Supplied records —
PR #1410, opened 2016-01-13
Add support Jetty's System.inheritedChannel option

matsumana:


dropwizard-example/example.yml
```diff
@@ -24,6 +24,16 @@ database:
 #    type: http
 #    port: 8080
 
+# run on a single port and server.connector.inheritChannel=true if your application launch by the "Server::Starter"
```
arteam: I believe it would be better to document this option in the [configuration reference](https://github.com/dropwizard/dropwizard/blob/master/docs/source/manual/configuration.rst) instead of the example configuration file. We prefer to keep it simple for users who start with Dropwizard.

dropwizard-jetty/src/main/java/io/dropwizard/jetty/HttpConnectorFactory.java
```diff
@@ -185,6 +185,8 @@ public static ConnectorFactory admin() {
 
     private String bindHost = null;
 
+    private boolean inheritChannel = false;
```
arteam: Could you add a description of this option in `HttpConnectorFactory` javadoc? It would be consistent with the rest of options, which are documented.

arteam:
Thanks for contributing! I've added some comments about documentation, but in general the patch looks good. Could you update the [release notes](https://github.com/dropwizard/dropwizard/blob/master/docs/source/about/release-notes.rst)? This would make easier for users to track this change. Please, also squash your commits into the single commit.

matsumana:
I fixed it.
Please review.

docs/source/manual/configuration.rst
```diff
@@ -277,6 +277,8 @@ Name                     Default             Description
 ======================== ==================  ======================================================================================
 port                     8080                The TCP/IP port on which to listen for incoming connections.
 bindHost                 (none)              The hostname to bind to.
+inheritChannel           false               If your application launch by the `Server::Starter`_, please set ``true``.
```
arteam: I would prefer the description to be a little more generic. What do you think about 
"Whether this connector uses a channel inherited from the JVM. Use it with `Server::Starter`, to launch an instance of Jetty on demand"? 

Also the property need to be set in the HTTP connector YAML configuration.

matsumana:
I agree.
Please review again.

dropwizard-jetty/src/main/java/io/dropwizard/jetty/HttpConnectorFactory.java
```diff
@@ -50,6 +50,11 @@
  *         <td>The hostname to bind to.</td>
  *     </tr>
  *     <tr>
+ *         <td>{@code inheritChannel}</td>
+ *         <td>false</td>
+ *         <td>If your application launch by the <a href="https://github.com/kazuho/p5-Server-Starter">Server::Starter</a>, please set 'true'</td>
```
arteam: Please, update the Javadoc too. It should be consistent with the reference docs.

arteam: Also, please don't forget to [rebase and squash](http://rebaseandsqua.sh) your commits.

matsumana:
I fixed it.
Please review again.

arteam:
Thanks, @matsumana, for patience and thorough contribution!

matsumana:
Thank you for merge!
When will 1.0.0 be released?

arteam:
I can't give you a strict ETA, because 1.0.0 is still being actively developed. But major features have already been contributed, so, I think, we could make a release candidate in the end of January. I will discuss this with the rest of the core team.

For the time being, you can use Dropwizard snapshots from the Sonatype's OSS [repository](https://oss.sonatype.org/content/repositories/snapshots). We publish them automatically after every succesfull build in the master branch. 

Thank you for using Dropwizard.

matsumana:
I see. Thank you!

* * *

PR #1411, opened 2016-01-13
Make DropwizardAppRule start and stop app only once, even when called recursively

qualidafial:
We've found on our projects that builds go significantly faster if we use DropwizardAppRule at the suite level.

What this task involves —
Report every line containing the word "would" from the listing above.

Answer —
arteam: I believe it would be better to document this option in the [configuration reference](https://github.com/dropwizard/dropwizard/blob/master/docs/source/manual/configuration.rst) instead of the example configuration file. We prefer to keep it simple for users who start with Dropwizard.
arteam: Could you add a description of this option in `HttpConnectorFactory` javadoc? It would be consistent with the rest of options, which are documented.
Thanks for contributing! I've added some comments about documentation, but in general the patch looks good. Could you update the [release notes](https://github.com/dropwizard/dropwizard/blob/master/docs/source/about/release-notes.rst)? This would make easier for users to track this change. Please, also squash your commits into the single commit.
arteam: I would prefer the description to be a little more generic. What do you think about 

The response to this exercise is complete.